In the movie “Turkish Espionage: The War and the Woman” (Turetskii spionazh: voina i zhenshschina / Туретскии спионаж: воина и женшчина), released by Libken in 1915, a young French girl who has learned to fly a plane falls in love with a Serbian pilot. She joins the International Red Cross so that she can be close to him, and she is sent to a Turkish hospital. She takes care of a wounded Turkish officer, who happens to be a friend of the man she loves. As the Turkish officer is lying in his bed unconsciously, she searches his pockets and finds the plans for a major Turkish offensive! She tries to run away, but fails in her attempt and lands in a Turkish dungeon. She tries once again, this time wearing the uniform of a fallen Turkish officer, whose documents she uses to get through the lines and to commandeer a Turkish airplane. She flies over the frontline, arrives in Serbian positions and informs them about the coming attack. Serbia manages to repel the Turkish attack and young lovers get married. This movie shows how technology and modern woman win over the not-so-modern Turkish male brutality.

Another leading female role appears in the movie “The Bloody Crescent” (Krovavyi polumesiats / Кровавый полумесяц), which was produced by Drankov. This movie focuses on the sufferings of a Russian girl in an Ottoman harem. Turks are shown as silly and weak beings, deceived by the real enemy of Russia, which is Germany.

Russians also shot movies focusing on their successes in the battlefield. One such film was about the capture of the Turkish town of Erzurum "The Storming and Capture of Erzurum" (Sturm i zahvata Erzuruma / Штурм и захвата Эрзурума).The film, did not show any battle scenes, instead there were long marches of Russians troops under snow and hordes of Cossack cavalry riding towards the city. Erzurum itself is shown like in a documentary, with the camera showing a series of Armenian churches, Turkish mosques and destroyed houses in sequence.
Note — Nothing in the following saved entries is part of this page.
PR #3036, opened 2023-05-10
[Click to Call] New API for hiding local tile in composite

dmceachernmsft:
# What

Allows contoso to set CallCompositeOptions to choose the position of the local video tile in the composite
# Why

Further expands customizability of the Call and CallWithChat composites

https://skype.visualstudio.com/SPOOL/_workitems/edit/3247128
# How Tested

Ran locally, tests to come if API is approved


packages/communication-react/review/beta/communication-react.api.md
```diff
@@ -2679,6 +2680,11 @@ export interface LocalVideoStreamVideoEffectsState {
     isActive: boolean;
 }
 
+// @beta
+export interface LocalVideoTileOptions {
```
JamesBurnside, line 2684: Should LocalVideoTileSize be moved into here as that is also a LocalVideoTile option

packages/communication-react/review/beta/communication-react.api.md
```diff
@@ -2679,6 +2680,11 @@ export interface LocalVideoStreamVideoEffectsState {
...
+    position?: 'grid' | 'floating' | 'hidden';
+}
+
 // @beta
 export type LocalVideoTileSize = '9:16' | '16:9' | 'hidden' | 'matchStream';
```
JamesBurnside, line 2689: `hidden` is now in two places, can we remove hidden from here now?

packages/react-composites/src/composites/CallComposite/CallComposite.tsx
```diff
@@ -102,6 +102,19 @@ export interface RemoteVideoTileMenuOptions {
...
+
+/* @conditional-compile-remove(click-to-call) */
+/**
+ * Options for the local video tile in the Call composite.
+ *
+ * @beta
+ */
+export interface LocalVideoTileOptions {
+  /**
+   * Position of the local video tile. If unset will render the local tile in the floating local position.
```
JamesBurnside, line 114: When overflow gallery is showing `floating` isn't quite right as its docked to the bottom right

JamesBurnside, line 114: Can we somehow make clear this only affects the call screen and not the config page nor the PiPiP

packages/react-composites/src/composites/CallComposite/CallComposite.tsx
```diff
@@ -102,6 +102,19 @@ export interface RemoteVideoTileMenuOptions {
...
+   */
+  position?: 'grid' | 'floating' | 'hidden';
```
JamesBurnside, line 116: what does grid refer to with respect to grid vs overflow gallery?

JamesBurnside: And does floating mean it will always be floating and never docked anymore?

packages/communication-react/review/beta/communication-react.api.md
JamesBurnside: Oo this is just for composites

packages/communication-react/review/beta/communication-react.api.md
JamesBurnside: never mind the new property is just for composites

mgamis-msft (approved):

mgamis-msft (approved):

packages/react-composites/src/composites/CallComposite/CallComposite.tsx
dmceachernmsft: So this might be a naming issue with the videoGallery layouts but it will follow the `default layout` when `grid` is selected. so anything that that local tile would do in the default layout will be true here.

packages/react-composites/src/composites/CallComposite/CallComposite.tsx
dmceachernmsft: yup I will update the comment! thanks for pointing this out.

packages/communication-react/review/beta/communication-react.api.md
dmceachernmsft: we still need to pass it into the local tile options in the component form the composite. I am not sure how we could pull it out.

packages/react-composites/src/composites/CallComposite/CallComposite.tsx
edwardlee-msft, line 116: Can we have comments explicit on what grid and floating mean? 
Position wise, where is it, where does grid place it. 
If grid is default layout, should we just name it `default`?

dmceachernmsft: I think mentioning it in the comments where it will land is correct, but for the composite default is 'floating' so we can't use that terminology here.

edwardlee-msft (approved):

packages/react-composites/src/composites/CallComposite/CallComposite.tsx
```diff
@@ -102,6 +102,26 @@ export interface RemoteVideoTileMenuOptions {
...
+ *
+ * @beta
+ */
+export interface LocalVideoTileOptions {
+  /**
+   * Position of the local video tile. If unset will render the local tile in the floating local position.
+   *
+   * @defaultValue 'floating'
+   * @remarks 'grid' - local video tile will be rendered in the grid view of the videoGallery.
+   * 'floating' - local video tile will be rendered in the floating position and will observe overflow gallery.
```
JamesBurnside, line 118: nit remove fullstop as sentence continues on next line?
```suggestion
   * 'floating' - local video tile will be rendered in the floating position and will observe overflow gallery
```

JamesBurnside (approved):

packages/react-composites/src/composites/CallComposite/components/MediaGallery.tsx
```diff
@@ -123,7 +132,7 @@ export const MediaGallery = (props: MediaGalleryProps): JSX.Element => {
         localVideoViewOptions={localVideoViewOptions}
         remoteVideoViewOptions={remoteVideoViewOptions}
         styles={VideoGalleryStyles}
-        layout="floatingLocalVideo"
+        layout={layoutBasedOnTilePosition}
```
JamesBurnside, line 135: actually, here the local video tile is rewiring the entire layout including all remote tiles

JamesBurnside (changes requested):

JamesBurnside (approved):

PR #3038, opened 2023-05-10
Fix lint command issue of "No files matching the pattern "/*/**/*.tsx" were found" on Mac OS

Leah-Xia-Microsoft:
# What

On Mac OS 13.3.1, rush lint fails to run due to an error of "No files matching the pattern "/*/**/*.tsx" were found".
This PR fixes this issue.

# Why

# How Tested

CI pipeline of the upcoming PRs should pass

# Process & policy checklist

### DIFF
--- a/change/@azure-communication-react-0318bc34-55d1-4d98-a106-ee5dbbf0deca.json
+++ b/change/@azure-communication-react-0318bc34-55d1-4d98-a106-ee5dbbf0deca.json
@@ -1,7 +1,0 @@
-{
-  "type": "patch",
-  "comment": "Fix CI issue of \"No files matching the pattern \"*/**/*.tsx\" were found\"",
-  "packageName": "@azure/communication-react",
-  "email": "107075081+Leah-Xia-Microsoft@users.noreply.github.com",
-  "dependentChangeType": "patch"
-}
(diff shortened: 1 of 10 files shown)


PorterNan (changes requested):
We only lint ts, tsx files, js is not our target code, and we don't usually lint those files under root folder, this change only hide the issue because it makes the command to find some js file, but it doesn't fully solve the real problem

change/@azure-communication-react-0318bc34-55d1-4d98-a106-ee5dbbf0deca.json
```diff
@@ -0,0 +1,7 @@
+{
+  "type": "patch",
+  "comment": "Fix CI issue of \"No files matching the pattern \"*/**/*.tsx\" were found\"",
+  "packageName": "@azure/communication-react",
+  "email": "107075081+Leah-Xia-Microsoft@users.noreply.github.com",
+  "dependentChangeType": "patch"
```
PorterNan, line 6: Anything does not impact our production code would be considered as "none"

Only those PRs patch the ui library package would be type "patch"

PorterNan (approved):
Synced with Leah offline and she had a full test of this command (thanks!)

The command should be running well in CI, but not compatible with Mac OS, adding js is to align with other repos, and it does catch the lint error for those files in src folder

vhuseinova-msft (approved):

palatter (approved):

PR #3042, opened 2023-05-11
[FHL] Add incoming calls to the Call adapter

dmceachernmsft:
# What

image
Add a incoming call adapter to the internals of the call adapter
# Why

This allows us to use the Call and CallWithChat adapters to accept incoming calls.

Contoso would have to subscribe to the incoming Call event and get the incoming calls out of the adapter state and create their own UI (or copy pasta our example in storybook - seems pretty popular!) 
image
Contoso could do this to auto switch into any new calls.

# How Tested

Ran locally <- found bug where caller gets stuck in connecting state will look to see if thats an us problem.
image

UPDATE: fixed the above issue. If you process the same call twice the adapter gets confused and stuck in the last state the call holds. Fix was to only process a new call in the updated calls event if the direction of the call was `incoming` so that the adapter will switch to the new call.


edwardlee-msft:
Ohhhh fun!!!

PR #3048, opened 2023-05-15
 Blur video background effect tests

prabhjot-msft:
# What
 Blur video background effect tests

# Why
https://skype.visualstudio.com/SPOOL/_workitems/edit/3230841
https://skype.visualstudio.com/SPOOL/_workitems/edit/3230845

# How Tested

# Process & policy checklist


packages/react-composites/tests/app/lib/MockCallAdapter.ts
```diff
@@ -152,7 +152,24 @@ export class MockCallAdapter implements CallAdapter {
   }
 
   blurVideoBackground(): Promise<void> {
-    throw new Error('blurVideoBackground not implemented.');
+    this.modifyState((draft: CallAdapterState) => {
+      if (!draft.call) {
```
JamesBurnside, line 156: if there's no call, this should set the unparented video stream of the devicemanager

packages/react-composites/tests/app/lib/MockCallAdapter.ts
```diff
@@ -152,7 +152,24 @@ export class MockCallAdapter implements CallAdapter {
...
+        throw new Error('Call not found');
+      } else if (draft.call.localVideoStreams.length > 0) {
+        draft.call.localVideoStreams = [
```
JamesBurnside, line 159: here `blurBackground` is setting the video stream to something new. Should it not only be updating fields related to video effects?

packages/react-components/src/components/CameraButton.tsx
```diff
@@ -273,6 +279,7 @@ export const CameraButton = (props: CameraButtonProps): JSX.Element => {
         split={props.split ?? props.enableDeviceSelectionMenu}
         aria-roledescription={props.enableDeviceSelectionMenu ? strings.cameraButtonSplitRoleDescription : undefined}
         splitButtonAriaLabel={props.enableDeviceSelectionMenu ? splitButtonAriaString : undefined}
+        splitButtonMenuProps={splitButtonMenuProps}
```
JamesBurnside, line 282: if someone was previously passing in `splitButtonMenuProps` this will overwright that, could this instead be:
```suggestion
        splitButtonMenuProps={props.splitButtonMenuProps ?? splitButtonMenuProps}
```

packages/react-components/src/components/CameraButton.tsx
```diff
@@ -248,6 +250,10 @@ export const CameraButton = (props: CameraButtonProps): JSX.Element => {
     }
   };
 
+  const splitButtonMenuProps: IButtonProps = {
```
JamesBurnside, line 253: avoid defining consts on the render method, pull this outside the render body (otherwise use useMemo)

mgamis-msft: +1

packages/react-composites/tests/browser/snapshots/beta/tests/browser/call/hermetic/VideoEffects.test.ts-snapshots/video-effects-side-pane-blur-selected-camera-on-Desktop-Chrome-linux.png
JamesBurnside, line 1: noted the bug here on the alignment 👍 great snapshots to catch this!

packages/react-composites/tests/app/lib/MockCallAdapter.ts
mgamis-msft: The blurVideoBackground adapter method will call the calling sdk method which can't be done for the MockCallAdapter. I guess it will be hard to mock without directly setting the video stream in the call adapter state.

packages/react-components/src/components/CameraButton.tsx
prabhjot-msft: done

packages/react-composites/tests/app/lib/MockCallAdapter.ts
prabhjot-msft: done

packages/react-composites/tests/app/lib/MockCallAdapter.ts
prabhjot-msft: Rather than replacing the video stream, I am replacing the view now.

packages/react-components/src/components/CameraButton.tsx
prabhjot-msft: done

packages/react-components/src/components/CameraButton.tsx
```diff
@@ -248,6 +250,14 @@ export const CameraButton = (props: CameraButtonProps): JSX.Element => {
     }
   };
 
+  const splitButtonMenuProps: IButtonProps = useMemo(
+    () => ({
+      ...props.splitButtonMenuProps,
+      className: 'camera-split-button'
```
JamesBurnside, line 256: swap these two lines around, otherwise we overwright the className passed in (and we are only using the className for ui test)

JamesBurnside (approved):

mgamis-msft (approved):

At the end of the film, Russia is shown as a proud woman in a boyar costume and a soldier sitting at her feet holding a flag bearing the Turkish crescent and the inscription “Erzurum”, shouting “God Save the Tsar”. This move was not only propaganda but it was also kind of a documentary aiming to show the Russian audience the daily lives of Russian soldiers and the scenic spots from captured territories.

Most of the information about the movies are taken from an excellent book by Hubertus F. Jahn, titled “Patriotic Culture in Russia During World War I” (Cornell University Press, 1995). We would also like to thank Natalia Alexandrovna Timoshina for drawing our attention to these movies and providing visual material.